ELECTRONIC products firm Jabil is pulling out of Dublin with the loss of its 75-strong workforce.
The company said yesterday that the decision was taken for cost reasons.
The decision comes when the cost of doing business in Ireland is becoming an increasing worry for multinationals and indigenous industry alike.
"Jabil's Dublin operations' current cost structure does not meet market requirements, therefore Jabil proposes to close the site," the company said.
"As a result of this announcement we will now enter into formal consultation regarding this proposal."
A spokeswoman for the company would not comment yesterday as to whether the jobs are being outsourced to a lower cost economy.
Last March Jabil, which repairs circuit boards for the electronics industry, confirmed that it was seeking 65 redundancies.
Recently the Irish Business and Employers Confederation's (IBEC) third national survey claimed that the cost of doing business in Ireland is now "spiralling out of control and threatening the viability of both indigenous and multinational companies".
According to IBEC, the Irish economy lost somewhere in the region of 6,000 jobs in the first three months of 2006.

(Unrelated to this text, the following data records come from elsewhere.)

PR #1240, opened 2021-08-17
Fix "Index can't be found for query." error for a query without an index

daria-garkusha:
### Summary:

Query with a hash key condition and a filter expression without an index should not fail with "Index can't be found for query." error message because it's a valid query in DynamoDB. 
Automatic detection of an index is a nice feature, but it should not limit the functionality of DynamoDB. So a check for an index should be removed or as another possible solution, there should be a setting to disable this behavior.

#### Model
```
const ExampleModel = dynamoose.model(
  "example", {
    "id": {
      "hashKey": true,
      "type": Number,
    },
    "name": {
      "type": String,
    },
   ...   
  });
```

#### General
```
// Should not fail
const response = await ExampleModel.query("id").eq(111).filter("name").eq("Charlie").exec()
```

### Type (select 1):
- [x] Bug fix
- [ ] Feature implementation
- [ ] Testing improvement

- [ ] 🚨 YES 🚨
- [x] No
- [ ] I'm not sure

- [ ] Yes
- [ ] No

- [ ] Yes
- [x] No

### Other:
  - [ ] `npm test`
  - [ ] `npm run lint`

### DIFF
--- a/lib/DocumentRetriever.ts
+++ b/lib/DocumentRetriever.ts
@@ -167,9 +167,6 @@ DocumentRetriever.prototype.getRequest = async function (this: DocumentRetriever
 		}, {});
 		if (!utils.can_use_index_of_table(this.internalSettings.model.getHashKey(), this.internalSettings.model.getRangeKey(), comparisonChart)) {
 			object.IndexName = utils.find_best_index(indexes, comparisonChart);
-			if (!object.IndexName) {
-				throw new CustomError.InvalidParameter("Index can't be found for query.");
-			}
 		}
 	}
 	function moveParameterNames (val, prefix): void {
--- a/test/unit/Query.js
+++ b/test/unit/Query.js
@@ -800,6 +800,14 @@ describe("Query", () => {
 					});
 				});
 
+				it("Should not throw error if query contains hash key and additional filter expression", () => {
+					queryPromiseResolver = () => ({"Items": []});
+					Model = dynamoose.model("Cat", new dynamoose.Schema({"id": {"type": Number, "hashKey": true}, "name": String}));
+
+					return expect(callType.func(Model.query("id").eq(111).filter("name").eq("Charlie").exec).bind(
+						Model.query("id").eq(111).filter("name").eq("Charlie"))()).to.not.be.rejectedWith("Index can't be found for query.");
+				});
+
 				it("Should throw error if no indexes exist on model", () => {
 					queryPromiseResolver = () => ({"Items": []});
 					Model = dynamoose.model("Cat", new dynamoose.Schema({"id": Number, "name": String}));


fishcharlie (changes requested):
CI failures

fishcharlie:
@daria-garkusha Did this work on v2.7.3 but is failing only on v2.8.0? This looks similar to #1243.

fishcharlie:
@daria-garkusha Got it. I wonder why that PR passed the tests then. It's weird that this is working in v2.7.3 but not in v2.8.0. I agree it has something to do with that PR that you linked likely. Just not sure why the tests didn't fail on that one but are failing with this fix.

Haven't had time to dig in a lot tho.

Would like to hear from @andrewda about this tho.

daria-garkusha:
@fishcharlie Tests fail in this PR because as a fix I removed `throw new CustomError.InvalidParameter("Index can't be found for query.");` [here](https://github.com/dynamoose/dynamoose/blob/master/lib/DocumentRetriever.ts#L171) and there is no check for a missing index now. I think those failing tests could be removed as it's probably not possible to determine if an index is really missing or a user would like to execute a query without an index. [find_best_index](https://github.com/dynamoose/dynamoose/blob/master/lib/DocumentRetriever.ts#L169) will still recommend a suitable index if it's not explicitly specified in a query but will be not so strict

fishcharlie:
@daria-garkusha 

> I think those failing tests could be removed as it's probably not possible to determine if an index is really missing or a user would like to execute a query without an index

That makes sense to me, however, I'm unsure why those tests didn't cause problems before.

---

Obviously this is a regression. And in my opinion a pretty major one. So here are my goals ranked by priority right now:

1. Get this bug fixed and get back to v2.7.3 behavior (that was working correctly).
2. Add test cases for this bug so that we don't run into this problem again.
3. Release v2.8.1 version
4. Get #1222 working again, without breaking the test created in step 2.

I saw you added a test to this PR. I'm curious what the result is, if we branched off of v2.7.3, and added in that test. Would that help to prevent this issue and #1243 in the future? And satisfy the step 2 requirement?

If so, I think the solution is to revert #1222. Add in that test, then have @andrewda redo #1222 while ensuring that it passes that test.

I'm **highly** concerned about regression at this point. I don't like the idea at this point of removing those failing tests. I'd like to get back to a clean working state, add tests to prevent this issue in the future, then work forward from there.

andrewda:
Thanks for bringing this up, I'm looking into this further right now.

andrewda:
> This line of [code](https://github.com/dynamoose/dynamoose/blob/master/lib/utils/can_use_index_of_table.ts?rgh-link-date=2021-08-18T15%3A21%3A44Z#L14) will return `true` if there is a hash key and no range key in a query.

I believe this is the correct behavior. If the hash key is the only key in the query, the table index can be used.

> But then [find_best_index](https://github.com/dynamoose/dynamoose/blob/master/lib/DocumentRetriever.ts?rgh-link-date=2021-08-18T15%3A21%3A44Z#L169) will not be able to find an index, which is not required for such query

We are checking the following:

```ts
if (!utils.can_use_index_of_table(this.internalSettings.model.getHashKey(), this.internalSettings.model.getRangeKey(), comparisonChart))
```

So if `can_use_index_of_table` returns `true`, then the `find_best_index` code and accompanying `InvalidParameter` throw will not be run. Removing the throw is a temporary work-around, but will lead to more query errors when an index actually can't be found by Dynamoose.

---

One thing that could certainly cause this is if the `comparisonChart` includes filters, but I believe that would have been an issue before #1222 as well. The only way I can see the following query throwing "Index can't be found for query" is if the filter is included in `comparisonChart` (since otherwise that part of the code should be skipped).

```ts
const response = await ExampleModel.query("id").eq(111).filter("name").eq("Charlie").exec()
```

I'm going to do some more testing around this, but if that really is the issue it should be a pretty straight-forward fix.

fishcharlie:
@andrewda Thanks for your investigation so far. Tagging @markelrod due to #1243.

daria-garkusha:
To be honest, reverting [#1222 ](https://github.com/dynamoose/dynamoose/pull/1222) would be also not the best option because it fixes another issue with a local secondary index... And queries, which are in failing tests, should actually fail not because an index is missing, but because they don't contain a hash key (for the table or an index). Can we maybe check it additionally and raise an error in such a case? It will fix failing tests and at the same time will fulfill the test, which I added

fishcharlie:
@daria-garkusha I'm not saying that it won't be fixed ever. I'm just saying that bug has existed for a long time. Handling regressions is the **top** priority currently. So even if it means reverting a bug fix to solve a regression, I'm **all** for that.

andrewda:
Looks like `filter`s are being included in the chart:

```ts
const response = await ExampleModel.query("id").eq(111).filter("name").eq("Charlie").exec()

// comparisonChart = { id: { type: 'EQ' }, name: { type: 'EQ' } }
```

Additionally, I just tested on v2.7.3 and the test still does not pass, so the issue is present even before #1222.

Working on a fix now, and will put up a PR when I find something.

daria-garkusha:
@fishcharlie I understand that it will be also fixed later. I was just considering if it's possible somehow to keep that fix and solve a current problem. But from the priority, I fully agree that regression has a top priority and should be fixed as soon as possible

fishcharlie:
@daria-garkusha Yeah I'm not opposed to it being fully fixed all at once. However, I also want to limit risk. v2.8.0 has been one of the releases with highest regression for Dynamoose that I can remember in a while. Which isn't good. Just want to reduce the risk of breaking people's integrations.

We'll see what @andrewda is able to find. Thanks for your work on this @andrewda!!

andrewda:
@fishcharlie @daria-garkusha I've put up https://github.com/dynamoose/dynamoose/pull/1244 with a potential fix. I've copied over the test you added in this PR and it is passing.

fishcharlie:
Superseded by #1244

Issue #1243, opened 2021-08-18
[BUG]


markelrod:
### Summary:

Unable to perform query using primary key in 2.8. Works in 2.7.3.

#### Schema
```
// Code here

const BroadcastSchema = new dynamoose.Schema(
  {
    user_id: {
      hashKey: true,
      type: String,
      required: true,
    },
    timestamp: {
      type: Date,
      rangeKey: true,
    },
    session_id: {
      type: String,
      required: true,
      index: {
        name: "session-index",
        global: true,
        throughput: { read: 10, write: 10 },
      },
    },
```

#### Model
```
// Code here
```

#### General
```
// Code here
let broadcasts = await Broadcast.query("user_id")
    .eq(user_id)
    .filter("recording")
    .exists()
    .sort("descending")
    .all(100)
    .exec();
```

### Current output and behavior (including stack trace):

InvalidParameter: Index can't be found for query.
--
at Query.DocumentRetriever.getRequest (/usr/src/app/node_modules/dynamoose/lib/DocumentRetriever.ts:171:11)
at runMicrotasks (<anonymous>)
at processTicksAndRejections (internal/process/task_queues.js:97:5)
at /usr/src/app/node_modules/dynamoose/lib/DocumentRetriever.ts:114:20

### Expected output and behavior:

List of records

### Environment:

Operating System:
Operating System Version:
Node.js version (`node -v`):
NPM version: (`npm -v`):
Dynamoose version:

### Other:
- [X ] I have read through the Dynamoose documentation before posting this issue
- [X ] I have searched through the GitHub issues (including closed issues) and pull requests to ensure this issue has not already been raised before
- [ X] I have searched the internet and Stack Overflow to ensure this issue hasn't been raised or answered before
- [X ] I have tested the code provided and am confident it doesn't work as intended
- [ X] I have filled out all fields above
- [X ] I am running the latest version of Dynamoose (HAVE TO REVERT BC OF ISSUE)

fishcharlie:
@markelrod Wanna test the #1240 PR and see if that solves your issue?

markelrod:
Happy to check it. I need to add it to my package.json so Docker build pulls it in. Never tried to reference a PR before. 

I think I use the branch. Is what I need to do?

[...]

PR #1244, opened 2021-08-18
Fix queries with hash key and filter

andrewda:
See:
#1240
#1243

### Summary:

Queries using the table hash key and a filter are currently failing due to how we are trying to find the best index. This resolves this issue by performing an additional check to ensure the table index is being used as a last resort, if possible (i.e. if there is an "EQ" operation on the hash key).

#### Schema
```ts
const ExampleModel = dynamoose.model(
  "example", {
    "id": {
      "hashKey": true,
      "type": Number,
    },
    "name": {
      "type": String,
    },
   ...   
  });
```

#### Model
```ts
// Should not fail
const response = await ExampleModel.query("id").eq(111).filter("name").eq("Charlie").exec()
```

### Type (select 1):
- [x] Bug fix
- [ ] Feature implementation
- [x] Testing improvement

- [ ] 🚨 YES 🚨
- [x] No
- [ ] I'm not sure

- [x] Yes
- [ ] No

- [x] Yes
- [ ] No


fishcharlie:
This looks **really** good at first glance. Wish that @markelrod was able to test this PR, but I'm not sure how to get it working with TypeScript and pointing to a branch. 😢 

@daria-garkusha are you able to review this PR as well?

andrewda:
You should be able to add this to your `package.json` to use this commit:

```
    "dynamoose": "github:andrewda/dynamoose#42767a019c24902984e34387fa903e936b3ae2f1",
```

markelrod:
Let me know when 2.8.1 is ready and I'll test it right away!

test/unit/Query.js
```diff
@@ -800,6 +800,14 @@ describe("Query", () => {
 					});
 				});
 
+				it("Should not throw error if query contains hash key and additional filter expression", () => {
+					queryPromiseResolver = () => ({"Items": []});
+					Model = dynamoose.model("Cat", new dynamoose.Schema({"id": {"type": Number, "hashKey": true}, "name": String}));
+
+					return expect(callType.func(Model.query("id").eq(111).filter("name").eq("Charlie").exec).bind(
+						Model.query("id").eq(111).filter("name").eq("Charlie"))()).to.not.be.rejectedWith("Index can't be found for query.");
```
fishcharlie, line 808: I think maybe we should change this to be a truthy value as opposed to just verifying that it's not rejected with that specific error. Probably checking to ensure the result is an empty array. That way if it returns a different error this test won't pass.

lib/utils/find_best_index.ts
```diff
@@ -18,5 +23,11 @@ export default function (indexes: ModelIndexes, comparisonChart: ConditionStorag
...
 
 	const index = validIndexes.find((index) => comparisonChart[index._rangeKey]) || validIndexes[0];
-	return index?.IndexName ?? null;
+
+	// If no index is found and hash key exists, use table index
+	if (!index && comparisonChart[tableHashKey]?.type === "EQ") {
+		return {"tableIndex": true};
+	}
+
+	return {"tableIndex": false, "indexName": index?.IndexName ?? null};
```
fishcharlie, line 32: One question. Without this change, is at least 1 of the tests you modified/added failing?

fishcharlie (commented):
Looks good. Couple of questions. Would also like to have @daria-garkusha review if possible before merging.

test/unit/Query.js
andrewda: Agreed, we should check the output and the throw check will be implied.

lib/utils/find_best_index.ts
andrewda: Yep! Anything with `tableHashKey` should fail without this change.

https://github.com/andrewda/dynamoose/blob/42767a019c24902984e34387fa903e936b3ae2f1/test/unit/utils/find_best_index.js#L27-L40

andrewda:
Alright, I've made another update which restructures how we decide to use the table index. First of all, the `ModelIndexes` interface now includes `TableIndex`, which is the index of the table. This exposes the table hash and range keys in `find_best_index`.

1. Our first choice for index is one with both hash key and range key defined.
2. If no index has both hash and range keys defined in the query, then our next choice is the table index (assuming its hash key is present).
3. If we still haven't found an index, then we use the first index with a hash key defined in the query.
4. If still no index, throw an `Index can't be found for query` error.

This also allows us to remove the `can_use_index_of_table` util, since `find_best_index` now also takes the table index into account. This centralizes the logic a little more, making testing more effective and straight forward.

andrewda:
Would definitely love someone who was having the issue previously to test with the latest commit 340ec36f01346e37f5d7b678f91c644f16c5e7af.

```
    "dynamoose": "github:andrewda/dynamoose#340ec36f01346e37f5d7b678f91c644f16c5e7af",
```

daria-garkusha:
@fishcharlie @andrewda I checked this PR, and it works fine for me. The new implementation of `find_best_index` is definitely more precise than before and should cover all cases.

lib/Schema.ts
```diff
@@ -336,11 +336,17 @@ export class Schema {
...
 			AttributeDefinitions,
-			KeySchema,
-			...await this.getIndexes(model)
+			KeySchema
 		};
+
+		const {GlobalSecondaryIndexes, LocalSecondaryIndexes} = await this.getIndexes(model);
+
+		if (GlobalSecondaryIndexes) response.GlobalSecondaryIndexes = GlobalSecondaryIndexes;
+		if (LocalSecondaryIndexes) response.LocalSecondaryIndexes = LocalSecondaryIndexes;
```
fishcharlie, line 347:
```suggestion
		if (GlobalSecondaryIndexes) {
			response.GlobalSecondaryIndexes = GlobalSecondaryIndexes;
		}
		if (LocalSecondaryIndexes) {
			response.LocalSecondaryIndexes = LocalSecondaryIndexes;
		}
```

fishcharlie (approved):

PR #1315, opened 2021-12-09
Remove dynamic require of ModelStore in Model.ts

avsmithy:
### Summary:

We encountered a strange bug which is hard to pin down, but
this particular commit has fixed it. My current hypothesis:

The instanceof check in ModelStore.ts is not operating correctly in
our environment. I suspect the inline require of ModelStore in Model.ts
is causing multiple instances of the ModelStore class to be loaded.

I believe our node runtime is loading a new version of the ModelStore file
every time the `require('../ModelStore`)` statement is being run. If this require was put
at the top of the file as you would do normally, then you would end up with a circular dependency.
This would explain why the require is inline.

Passing the ModelStore singleton into the Model class as a parameter
(and hence removing the circular dependency and dynamic require) appears to have solved this
issue.

I can't actually create a minimal working example as it is a huge combination of factors to do with
node/lambdas/webpack that cause this, but this change might be common sense anyway, so I thought I'd raise it!

### Type (select 1):
- [x] Bug fix
- [ ] Feature implementation
- [ ] Testing improvement

- [ ] 🚨 YES 🚨
- [x ] No
- [] I'm not sure

- [x ] Yes
- [ ] No

- [ x] Yes
- [ ] No

### Other:
- [ x] I have read through and followed the Contributing Guidelines
- [ x] I have searched through the GitHub pull requests to ensure this PR has not already been submitted
- [ x] I have updated the Dynamoose documentation (if required) given the changes I made
- [ x] I have added/updated the Dynamoose test cases (if required) given the changes I made
- [ x] I have ensured the following commands are successful from the root of the project directory
  - [x ] `npm test`
  - [ x] `npm run lint`
- [ x] I agree that all changes made in this pull request may be distributed and are made available in accordance with the [Dynamoose license](https://github.com/dynamoose/dynamoose/blob/main/LICENSE)
- [x ] All of my commits and commit messages are detailed, explain what changes were made, and are easy to follow and understand
- [ x] I have filled out all fields above


fishcharlie:
@avsmithy Thanks for the contribution! Few questions:

1. `We encountered a strange bug`, can you describe more about what this bug was?
2. Thanks for merging this into the v3 branch. However it raises the question, does this bug only exist on v3? Or does it exist on the v2 line as well?
3. Do you use `dynamoose.model(name)` at all to retrieve previously created models? This is what the ModelStore is used for. Just curious how widespread usage of this feature is.

I'm fine to make an exception to merge this in without tests. However, please be aware that without tests, I can't guarantee that future changes won't occur that will break this down the road. This means that patch versions, minor versions, or even major versions can occur that will break your setup. I'd highly encourage you to add tests on your end, to verify that this works as intended.

Finally, do me one last favor and change the breaking changes question in the original template to `No`.

fishcharlie:
Oh **right** as I posted that I notice that `coveralls` failed since the coverage decreased. That changes the situation of doing this without tests. Really can't merge PRs that cause a decrease in code coverage.

If you get a chance and can take a look at that I'd appreciate it.

avsmithy:
Hi @fishcharlie, thanks for engaging!

> We encountered a strange bug, can you describe more about what this bug was?

Dynamoose was throwing the error "You must pass in a Model or table name as a string", which is the error thrown on line 14 of ModelStore.

This would happen inconsistently when we ran our application. Sometimes it would start successfully and continue to run without errors. After killing the process and restarting (with absolutely no other changes to the environment) we would then see this error immediately.

We debugged this and are certain its due to the instanceof check on line 8 of ModelStore failing. Strangely, the `input` variable _was_ of type _Model_, but `input instanceof Model` evaluated to false. Hence why I believe it's something to do with multiple instances of either Model or ModelStore being loaded by webpack/node.

> Do you use dynamoose.model(name) at all to retrieve previously created models? This is what the ModelStore is used for. Just curious how widespread usage of this feature is.

Yes, we use `dynamoose.model(tableName, schema, ...)` to create the model, and use the return value of that function to access to model later. If I recall correctly, the error was thrown during the `ModelStore(this)` call at the end of the `Model constructor.`.

> Thanks for merging this into the v3 branch. However it raises the question, does this bug only exist on v3? Or does it exist on the v2 line as well?

We haven't been using v2 for a while, and this error only cropped up recently, so I can't say for sure. I can't even figure out which commit introduced this on our side, as it started off very infrequently and then became more common.

I understand you can't guarantee this won't happen again without tests, but since I'm unable to reproduce a simplified version of the issue, I wouldn't know where to start writing a test for this.

One more thing, this only ever happened when webpack was in development mode. The production bundle was always fine.

If it breaks again, we will see it in development and not in production, so it's an acceptable risk to us.

In the future we will be bundling all of our node code via webpack and stop using nodeExternals, at which point I consider the risk completely mitigated on our side.

> Oh right as I posted that I notice that coveralls failed since the coverage decreased. That changes the situation of doing this without tests. Really can't merge PRs that cause a decrease in code coverage .

The coverage decreased by **-0.0003%**, which I guess probably due to the one line of code being removed in ModelStore! 😄  Is this ok?

> Finally, do me one last favor and change the breaking changes question in the original template to No.

Done

Cheers!

fishcharlie:
@avsmithy 

> we use `dynamoose.model(tableName, schema, ...)` to create the model

Got it. Do you ever use `dynamoose.model(name)` tho? Without passing in the schema or other options. That will return your already created model so you can use it in other places. For example:

```js
const User = dynamoose.model("User", {id: String, name: String});
const UserB = dynamoose.model("User");

// User & UserB will be identical
```

Question is if you ever do something like `UserB`?

> The coverage decreased by -0.0003%, which I guess probably due to the one line of code being removed in ModelStore! 😄 Is this ok?

Sadly no. In v2 the code coverage is 100% across the board. I know it has decreased a little bit in v3. But before v3 launch, I will be getting that back up to 100%. Since it's all my code and changes I made, I know I'll be able to get it back up to 100% very easily.

I'd be happy to take a look later to see if I can spot something to fix this, and maybe add a test, but this does need to be done before this gets merged.

---

As for everything else that I didn't directly reply to, it sounds great, and thanks for the information.

avsmithy:
> Got it. Do you ever use dynamoose.model(name) tho? Without passing in the schema or other options. That will return your already created model so you can use it in other places. 

No, we have an abstraction layer over dynamoose which calls `dynamoose.model(name, schema)` and then stores the return value. Every call after that uses the stored returned value. 

> I'd be happy to take a look later to see if I can spot something to fix this, and maybe add a test, but this does need to be done before this gets merged.

I understand - I'm not sure what tests to write to get the coverage back up though, I'd really appreciate if you could point me in the right direction? I'm than happy to write them.

Cheers!

fishcharlie:
I can't figure out the test coverage discrepancy here. I'm gonna try to prioritize getting code coverage back to 100% on the v3 branch, then merge that into here and see what the outcome is.

avsmithy:
Thanks @fishcharlie!

PR #1398, opened 2022-05-07
Updating appId and apiKey for Algolia

fishcharlie:


fishcharlie:
CI failing, but merging anyway because I think this will fix the problem.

The results of the survey, which tracks the rate of increase in 11 business cost headings over the two years 2004 to 2005, indicate that costs are rising at more than three times the rate of inflation.
"Increases of this scale are both indefensible and unsustainable," said Brendan Butler, IBEC director of enterprise. "Unless meaningful action is taken to address this imbalance, the ability of Irish business to compete will be seriously threatened and this will ultimately put jobs at risk."